Create a Faded Example (pairs/30 minutes)

It’s very common for programs to count how many things fall into different categories: for example, how many times different colors appear in an image, or how many times different words appear in a paragraph of text.

  1. Create a short example (no more than 10 lines of code) that shows people how to do this, and then create a second example that solves a similar problem in a similar way, but has a couple of blanks for learners to fill in. How did you decide what to fade out? What would the next example in the series be?
  2. Define the audience for your examples. For example, are these beginners who only know some basics programming concepts? Or are these learners with some experience in programming but not in Python?
  3. Show your example to a partner, but do not tell them what level it is intended for. Once they have filled in the blanks, ask them what level they think it is for.

If there are people among the trainees who don’t program at all, try to place them in different groups, and have them play the part of learners for those groups. Alternatively, choose a different problem domain and develop a faded example for it.

Create a Parsons Problem (pairs/20 minutes)

Write five or six lines of code that does something useful, jumble them, and ask your partner to put them in order. If you are using an indentation-based language like Python, do not indent any of the lines; if you are using a curly-brace language like Java, do not include any of the curly braces. Again, if your group includes people who aren’t programmers, try using a different problem domain, such as making guacamole.

Minimal Manuals (individual/20 minutes)

Write a one-page guide to doing something simple that your learners might encounter in one of your classes, such as centering text horizontally or printing a number with a certain number of digits after the decimal points. Try to list at least three or four incorrect behaviors or outcomes the learner might see, and include a one- or two-line explanation of why each happens and how to correct it (i.e., go from symptoms to cause to fix).

Critiquing Graphics (individual/15 minutes)

[Maye2009] presents six principles for designing good instructional graphics. As summarized in [Mill2016a], they are:


visually highlight the most important points that you want students to retain so that they stand out from less-critical material.

Spatial contiguity:

if using captions or other text to accompany graphics, place them as close to the graphics as practical to offset the cost of shifting between the two. If using diagrams or animations, place captions right next to relative components instead of putting them in one big block of text.

Temporal contiguity:

present spoken narration and graphics as close in time as practical—presenting both at once is better than presenting them one after another.

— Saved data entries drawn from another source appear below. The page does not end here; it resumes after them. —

Issue #704, opened 2021-05-25
Log info when `build.buildpacks` or `build.builder` is ignored in project.toml


matthewmcnew:
https://github.com/pivotal/kpack/pull/690 adds support for project.toml's env and include/exclude. However, `build.buildpacks` and `build.builder` are not used and this may be confusing if users expect them to behave identically to pack. 

We should log a simple info message during the `prepare` step that we are ignoring these keys if they are populated. 

Note: `pack` will ignore these project.toml properties if a builder or buildpack order is explicitly provided. All kpack images/builds are configured with a builder. However, external tooling like the `kp` cli may default a builder so, a configured kpack builder is not necessarily the equivalent of an explicitly configured pack builder.

PR #711, opened 2021-06-02
Log info when ignoring buildpacks or builder in descriptor

dumez-k:


pkg/cnb/project_descriptor.go
```diff
@@ -23,6 +24,13 @@ func ProcessProjectDescriptor(appDir, platformDir string) error {
 	if err != nil {
 		return err
 	}
+	if d.Build.Buildpacks != nil {
+		logger.Println("warning: buildpacks provided in project descriptor file will be ignored")
```
matthewmcnew, line 28: I think @samj1912 was suggesting `info` as a message because it is may not be a `warning` situation?

matthewmcnew:
@samj1912 It would be great if you could review this PR 🙂

pkg/cnb/project_descriptor.go
dumez-k: I guess my only concern was elevating the message to the user because this may be unexpected behavior, i.e. if they explicitly provided builder/buildpacks in the descriptor expecting them to be consumed I wanted to call it out a little more aggressively.

But you're right it would still probably be an INFO level message not a WARN.

pkg/cnb/project_descriptor.go
```diff
@@ -77,10 +85,18 @@ func getFileFilter(d descriptor) (func(string) bool, error) {
 	return nil, nil
 }
 
+type buildpack struct {
+	Id      string `json:"id" toml:"id"`
+	Version string `json:"version" toml:"version"`
+	Uri     string `json:"uri" uri:"uri"`
```
tylerphelan, line 91: `uri:"uri"` -> `toml:"uri"` ?

pkg/cnb/project_descriptor_test.go
```diff
@@ -18,16 +20,20 @@ func TestProcessProjectDescriptor(t *testing.T) {
...
 	var (
 		appDir, platformDir, projectToml string
 	)
 
 	it.Before(func() {
 		var err error
+		buf = new(bytes.Buffer)
+		logger = log.New(buf, "", 0)
 		appDir, err = ioutil.TempDir("", "appDir")
-		require.NoError(t, err)
```
tylerphelan, line 28: I think `NoError` reads better but it's not a big deal

tylerphelan (approved):

tomkennedy513 (approved):

pkg/cnb/project_descriptor.go
samj1912: We just had a discussion around project descriptor portability across different platforms in the CNB WG meeting today. I think we (CNB) want to define some sort of guidance for what platforms are expected to do when they find project descriptor or features from it they can't/don't want to support.

Suggestions in the CNB WG meeting ranged from straight up build errors for unsupported features or warnings. 
---

The reason I had suggested info as the log level instead of warning is because in the pack world, flags that are explicitly passed in through the CLI override the project descriptor and I believe that the resource definition is the closest equivalent to explicit flags here in the kpack world. If the user explicitly passed in a builder, that should override the builder in the project toml.

Looking back at it, I think we may want to warn for the buildpack key but keep it to an info level for the builder key?

Thoughts?

samj1912 (approved):

pkg/cnb/project_descriptor.go
dumez-k: oh woops good catch lol

pkg/cnb/project_descriptor.go
dumez-k: The resource definition explicit flag equivalence makes sense to me. I personally don't love differing the levels of the two log messages though. Would rather keep them in sync because it could give users the wrong impression of severity, like buildpacks being ignored is somehow more severe than builders being ignored and neither are *actually* problems technically.

That being said would would be happy to drop both to `info` level if that is good with you!

pkg/cnb/project_descriptor_test.go
dumez-k: makes sense

dumez-k:
Resolves https://github.com/pivotal/kpack/issues/704

PR #713, opened 2021-06-03
decompose k8ssecret keychain interface

tomkennedy513:
- rename methods to be easier to understand
- enable ability to get service account secrets only, ignoring volume secrets

Co-authored-by: Tyler Phelan <tylerp@vmware.com>

### DIFF
--- a/pkg/dockercreds/k8sdockercreds/k8s_keychain.go
+++ b/pkg/dockercreds/k8sdockercreds/k8s_keychain.go
@@ -32,7 +32,7 @@ func NewSecretKeychainFactory(client k8sclient.Interface) (*k8sSecretKeychainFac
 	return &k8sSecretKeychainFactory{client: client, volumeKeychain: volumeKeychain}, nil
 }
 
-func (f *k8sSecretKeychainFactory) KeychainForSecretRef(ctx context.Context, ref registry.SecretRef) (authn.Keychain, error) {
+func (f *k8sSecretKeychainFactory) MultiKeychainFromServiceAccountRef(ctx context.Context, ref registry.ServiceAccountRef) (authn.Keychain, error) {
 	if !ref.IsNamespaced() {
 		keychain, err := k8schain.New(ctx, nil, k8schain.Options{})
 		if err != nil {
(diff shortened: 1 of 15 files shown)


pkg/dockercreds/k8sdockercreds/k8s_keychain.go
```diff
@@ -41,35 +41,24 @@ func (f *k8sSecretKeychainFactory) KeychainForSecretRef(ctx context.Context, ref
...
-func toStringPullSecrets(secrets []corev1.LocalObjectReference) []string {
-	var stringSecrets []string
-	for _, s := range secrets {
-		stringSecrets = append(stringSecrets, s.Name)
-	}
-	return stringSecrets
-}
-
-func keychainFromServiceAccount(ctx context.Context, secretRef registry.SecretRef, fetcher *secret.Fetcher) (authn.Keychain, error) {
+func (f *k8sSecretKeychainFactory) KeychainFromServiceAccountSecrets(ctx context.Context, ref registry.ServiceAccountRef) (authn.Keychain, error) {
```
matthewmcnew, line 57: It looks like we are exposing a public api here to avoid the k8schain which I fear might be exposing too much implementation detail. Could we instead provide a keychain that treats the k8schain as the lowest priority?

pkg/dockercreds/k8sdockercreds/k8s_keychain.go
```diff
@@ -32,7 +32,7 @@ func NewSecretKeychainFactory(client k8sclient.Interface) (*k8sSecretKeychainFac
 	return &k8sSecretKeychainFactory{client: client, volumeKeychain: volumeKeychain}, nil
 }
 
-func (f *k8sSecretKeychainFactory) KeychainForSecretRef(ctx context.Context, ref registry.SecretRef) (authn.Keychain, error) {
+func (f *k8sSecretKeychainFactory) MultiKeychainFromServiceAccountRef(ctx context.Context, ref registry.ServiceAccountRef) (authn.Keychain, error) {
```
matthewmcnew, line 35: Is `multi` necessary in the name?

pkg/registry/keychain_factory.go
```diff
@@ -7,23 +7,23 @@ import (
 	v1 "k8s.io/api/core/v1"
 )
 
-type SecretRef struct {
+type ServiceAccountRef struct {
```
matthewmcnew, line 10: This is super minor but, I still feel like it is a `SecretRef` because that is the ultimate thing that is getting pointed to.

PR #724, opened 2021-06-11
Use until for image waiting

tylerphelan:
This includes the change to use UntilWithSync for build

### DIFF
--- a/pkg/logs/wait_for_image.go
+++ b/pkg/logs/wait_for_image.go
@@ -8,6 +8,7 @@ import (
 	"github.com/pkg/errors"
 	v1 "k8s.io/apimachinery/pkg/apis/meta/v1"
 	"k8s.io/apimachinery/pkg/watch"
+	"k8s.io/client-go/tools/cache"
 	watchTools "k8s.io/client-go/tools/watch"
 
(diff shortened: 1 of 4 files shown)


pkg/logs/wait_for_image.go
```diff
@@ -74,10 +59,9 @@ func imageUpdateHasResolved(generation int64) func(event watch.Event) (bool, err
 			return false, errors.New("unexpected object received")
 		}
 
-		//space shuttle style
-		if image.Status.ObservedGeneration == generation {
-			if !image.Status.GetCondition(corev1alpha1.ConditionReady).IsUnknown() {
-				return true, nil // Ready=False or Ready=True
+		if image.Status.ObservedGeneration == generation { // image updated
+			if condition := image.Status.GetCondition(corev1alpha1.ConditionReady); condition.IsFalse() {
```
matthewmcnew, line 63: Why restrict this to image failed?

matthewmcnew: I think it will skip no-op changes if we ignore Ready=True here.

matthewmcnew (approved):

when presenting a long sequence of material or when students are inexperienced with the subject, break up the presentation into shorter segments and let students control how quickly they advance from one part to the next.


if students don’t know the major concepts and terminology used in your presentation, set up a module just to teach those concepts and terms and make sure they complete that module beforehand.


students learn better from pictures plus audio narration than from pictures plus text, unless there are technical words or symbols, or the students are non-native speakers.

Choose a lesson you have recently taught (or recently been taught) that uses slides or other static presentations, and rate its graphics as “low”, “medium”, or “high” according to these six criteria.

Cognitive Apprenticeship (pairs/15 minutes)

Pick a small coding problem (something you can do in two or three minutes) and think aloud as you work through it while your partner asks questions about what you’re doing and why. As you work, do not just comment on what you’re doing, but also on why you’re doing it, how you know it’s the right thing to do, and what alternatives you’ve considered but discarded. When you are done, swap roles with your partner and repeat the exercise.